Task requirements: Reproduce the data below in full. Nothing should differ from the original.

▼

PR #14859, opened 2016-07-03
Performance: disable css and comment CM directives by default

drpicox:
**What kind of change does this PR introduce? (Bug fix, feature, docs update, ...)** Performance/Feature.

**What is the current behavior? (You can also link to an open issue here)**: By default it compiles css and comment directives, and it has a downside in performance.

▲

Exercise answer:
PR #14859, opened 2016-07-03
Performance: disable css and comment CM directives by default

drpicox:
**What kind of change does this PR introduce? (Bug fix, feature, docs update, ...)** Performance/Feature.

**What is the current behavior? (You can also link to an open issue here)**: By default it compiles css and comment directives, and it has a downside in performance.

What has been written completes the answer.